## WORK REQUIRED
Line by line, transcribe the records exactly.

## RECORDS TO USE
PR #969, opened 2018-03-15
Bump ember-cli-mirage to 0.4.2

acburdine:
closes TryGhost/Ghost#9433
- remove unnecessary bower deps
- update mirage usage
- fix tests

Took a bit longer than expected, but got this working as far as I can tell, minus some flaky tests. This will likely need a fairly significant update too once the multi-author stuff is merged in.

### DIFF
--- a/bower.json
+++ b/bower.json
@@ -2,11 +2,9 @@
   "name": "ghost-admin",
   "dependencies": {
     "devicejs": "0.2.7",
-    "Faker": "3.1.0",
     "google-caja": "6005.0.0",
     "keymaster": "1.6.3",
     "normalize.css": "3.0.3",
-    "pretender": "1.1.0",
     "rangyinputs": "1.2.0",
     "validator-js": "3.39.0"
   }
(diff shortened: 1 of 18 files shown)


acburdine:
@kevinansfield it looks like tests are failing because of something in Koenig

tests/acceptance/settings/tags-test.js
```diff
@@ -84,7 +84,8 @@ describe('Acceptance: Settings - Tags', function () {
             return authenticateSession(application);
         });
 
-        it('it renders, can be navigated, can edit, create & delete tags', async function () {
+        // TODO: Unskip and fix
+        it.skip('it renders, can be navigated, can edit, create & delete tags', async function () {
```
kevinansfield: What was the problem with these tests?

acburdine: They were failing oddly. When I ran the settings tags acceptance tests specifically, they passed, but when running all acceptance tests or even just the settings acceptance tests, they would fail. I assumed that it might have a similar failure as the other skipped test in this folder so I skipped it. I’ll unskip it though and see if it works.

acburdine:
@kevinansfield looks like the test errors were just me 😅. Added the tests back & updated some mirage serializers to handle the embedded record stuff, so this should be 👍now.

PR #847, opened 2017-09-02
[WIP] Move bower components to npm

kevinansfield:
no issue
- `ember-cli` now has a built-in method of importing files from `node_modules`
- between `ember-cli`'s native behaviour and [`ember-cli-node-assets`](https://github.com/dfreeman/ember-cli-node-assets) we should be able to eliminate bower completely

PR #972, opened 2018-03-18
Bower => NPM

acburdine:
Supersedes #847, requires #969 

This PR will remove all bower dependencies, swapping out the ones we can for npm dependencies and removing ones that aren't used at all.

## Tasks
- [x] Remove validator & clean up validator usage
- [x] Remove remainder of bower components
- [x] clean up node-assets imports
- [x] After #969 is merged, rebase & remove bower dep.


acburdine:
now that #969 is merged i'll clean this up and get it working completely.

kevinansfield:
👍 thanks for looking into this, it's been on the back burner for far too long! 😄

package.json
```diff
@@ -118,6 +118,7 @@
     "simplemde": "https://github.com/kevinansfield/simplemde-markdown-editor.git#ghost",
     "testem": "2.0.0",
     "top-gh-contribs": "2.0.4",
+    "validator": "7.2.0",
```
acburdine: validator's latest version is technically 9.x, however there was a breaking change in 8.x that changed how the isURL function worked with localhost urls. Probably could update it to 9.x, but that should be a separate pr IMO, as the usages of isURL will need to be evaulated. (For what it's worth, Ghost-CLI is stuck on validator 7.2 for the same reason)

kevinansfield: 👍

kevinansfield:
Pushed a rebase to fix yarn.lock conflicts

PR #973, opened 2018-03-18
Replace jquery-deparam with deparam dependency

acburdine:
no issue

- swap out jquery plugin for non-jquery version


acburdine:
Was getting trolled a bit by the npm import stuff, but this should be good to go now.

## FINISHED EXERCISE
PR #969, opened 2018-03-15
Bump ember-cli-mirage to 0.4.2

acburdine:
closes TryGhost/Ghost#9433
- remove unnecessary bower deps
- update mirage usage
- fix tests

Took a bit longer than expected, but got this working as far as I can tell, minus some flaky tests. This will likely need a fairly significant update too once the multi-author stuff is merged in.

### DIFF
--- a/bower.json
+++ b/bower.json
@@ -2,11 +2,9 @@
   "name": "ghost-admin",
   "dependencies": {
     "devicejs": "0.2.7",
-    "Faker": "3.1.0",
     "google-caja": "6005.0.0",
     "keymaster": "1.6.3",
     "normalize.css": "3.0.3",
-    "pretender": "1.1.0",
     "rangyinputs": "1.2.0",
     "validator-js": "3.39.0"
   }
(diff shortened: 1 of 18 files shown)


acburdine:
@kevinansfield it looks like tests are failing because of something in Koenig

tests/acceptance/settings/tags-test.js
```diff
@@ -84,7 +84,8 @@ describe('Acceptance: Settings - Tags', function () {
             return authenticateSession(application);
         });
 
-        it('it renders, can be navigated, can edit, create & delete tags', async function () {
+        // TODO: Unskip and fix
+        it.skip('it renders, can be navigated, can edit, create & delete tags', async function () {
```
kevinansfield: What was the problem with these tests?

acburdine: They were failing oddly. When I ran the settings tags acceptance tests specifically, they passed, but when running all acceptance tests or even just the settings acceptance tests, they would fail. I assumed that it might have a similar failure as the other skipped test in this folder so I skipped it. I’ll unskip it though and see if it works.

acburdine:
@kevinansfield looks like the test errors were just me 😅. Added the tests back & updated some mirage serializers to handle the embedded record stuff, so this should be 👍now.

PR #847, opened 2017-09-02
[WIP] Move bower components to npm

kevinansfield:
no issue
- `ember-cli` now has a built-in method of importing files from `node_modules`
- between `ember-cli`'s native behaviour and [`ember-cli-node-assets`](https://github.com/dfreeman/ember-cli-node-assets) we should be able to eliminate bower completely

PR #972, opened 2018-03-18
Bower => NPM

acburdine:
Supersedes #847, requires #969 

This PR will remove all bower dependencies, swapping out the ones we can for npm dependencies and removing ones that aren't used at all.

## Tasks
- [x] Remove validator & clean up validator usage
- [x] Remove remainder of bower components
- [x] clean up node-assets imports
- [x] After #969 is merged, rebase & remove bower dep.


acburdine:
now that #969 is merged i'll clean this up and get it working completely.

kevinansfield:
👍 thanks for looking into this, it's been on the back burner for far too long! 😄

package.json
```diff
@@ -118,6 +118,7 @@
     "simplemde": "https://github.com/kevinansfield/simplemde-markdown-editor.git#ghost",
     "testem": "2.0.0",
     "top-gh-contribs": "2.0.4",
+    "validator": "7.2.0",
```
acburdine: validator's latest version is technically 9.x, however there was a breaking change in 8.x that changed how the isURL function worked with localhost urls. Probably could update it to 9.x, but that should be a separate pr IMO, as the usages of isURL will need to be evaulated. (For what it's worth, Ghost-CLI is stuck on validator 7.2 for the same reason)

kevinansfield: 👍

kevinansfield:
Pushed a rebase to fix yarn.lock conflicts

PR #973, opened 2018-03-18
Replace jquery-deparam with deparam dependency

acburdine:
no issue

- swap out jquery plugin for non-jquery version


acburdine:
Was getting trolled a bit by the npm import stuff, but this should be good to go now.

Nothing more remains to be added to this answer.